All i did was doo something you do from the start, 100f n went to bed. That's 12hr's n glass I got the way I sometimes do. Those were the times i never let the oven warm up n then just kept dicking with it so much it never got past 100f n at some point I fold that thin film glass one more time then go to bed. That's when i wake up to soft oil cuzz the oven has the chance to get up to temp without some asshole opening the door and taking dabs once an our. Not goo but sticky if your in a heated environment oil. 10f man, I know strains will do things but dam you awesome pump you make 44c feel like 55. 

BC you gotta convert me man I wanna know what it's like to love on the dry crumble, I love all consistencies from a artistic point of view i just never been too deep a lover of the dry stuff people give me. I don't like big dabbers I just got that Ti stick with the flat tip. All the wax people have that spork looking thing or the spade. 
Dude Im getting one of them Electric DabVenue's after my All my oil taste like shit meltdown last week, do you use quartz? It comes with a joel halen honey hole but honestly that could be the name of a band for all i know.


----------



## chef oli (Nov 19, 2013)

thanks a lot guys. great info. anyone have a successful honeycomb temperature that they consistently use?


----------



## BCOGYODA (Nov 19, 2013)

Did you even read what people took the time to post to you?


----------



## BCOGYODA (Nov 19, 2013)

Hey Saybian I only dab with a friend with his rig. I don't dab at home. I just like mellow stone from pure indica's flowers for my own at home before bed. I got a family and kids etc..and super busy with the mj world. So when I dab with my friend he has the water bong with the titanium nail and cover glass attachment for it that we use but speaking of that I was recently reading up on smoking the dabs and have been hearing that burning this stuff at the higher temps my friend is using is not a good thing for the extract or our bodies so I am looking at getting a better system for dabbing I can bring to my friends place. I'm thinking of the fritted discs or concentrate bowls/glow wands..


----------



## blackforest (Nov 23, 2013)

Here's a nice piece I use. Works with any 510 thread battery (most common) Much more personal and a lot less intense and 'hot'. (does not make me cough). Just one in the arsenal.....

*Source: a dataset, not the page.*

PR #397, opened 2026-07-21
fix(core): prune stale adhoc session metadata entries (#168)

### LINKED ISSUE #168: Bug: Unbounded growth of adhoc.json session metadata — no pruning of stale entries
## Summary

http://www.ebay.com/itm/Glass-Vape-Globe-510-Threads-With-Screen-For-Oil-Wax-/161132086787?pt=LH_DefaultDomain_0&hash=item2584388603


----------



## SaybianTv (Nov 23, 2013)

BC that's crazy, your not the first guy that i've seen with fistfull's of oil that turned around and said he didn't dab alone. I've got a family too but no munchkins so in my world staying home and getting dabbed out is a family pleased. I rarely go outside socially and 99% of the time it's going to be work related so I have nobody that dabs to even share with. You can find someone here and there to take a dab but it's not there lifestyle choice. I hear you on hot temps, getting a carb cap was the only solution to finish a full flavor dab for me but it's only been a month and I've already ordered a temp temple enail for 100% steady low temps and full finishing dabs each time. A crap rig is like drinking fine whiskey out of a wax paper cup.


----------



## chef oli (Nov 25, 2013)

I've read everything, I just want to make sure im safe at about 120 without turning to goo.


----------



## skepler (Nov 26, 2013)

One thing to take into consideration is altitude. A lot of posters from Colorado may not realize it, but it takes less temperature with altitude to reach boiling points. I'm at 6600 feet, and water boils near 200°F, not 212°F. As a rule of thumb, any temperature used by people at sea level should be the equivalent of 10-12°F less at my house. Likewise, anything done at a mile high or up will take more heat at sea level due to the difference in atmospheric pressure. This is a consideration aside from bud strain differences.


----------



## blackforest (Nov 26, 2013)

skepler said:


> One thing to take into consideration is altitude. A lot of posters from Colorado may not realize it, but it takes less temperature with altitude to reach boiling points. I'm at 6600 feet, and water boils near 200°F, not 212°F. As a rule of thumb, any temperature used by people at sea level should be the equivalent of 10-12°F less at my house. Likewise, anything done at a mile high or up will take more heat at sea level due to the difference in atmospheric pressure. This is a consideration aside from bud strain differences.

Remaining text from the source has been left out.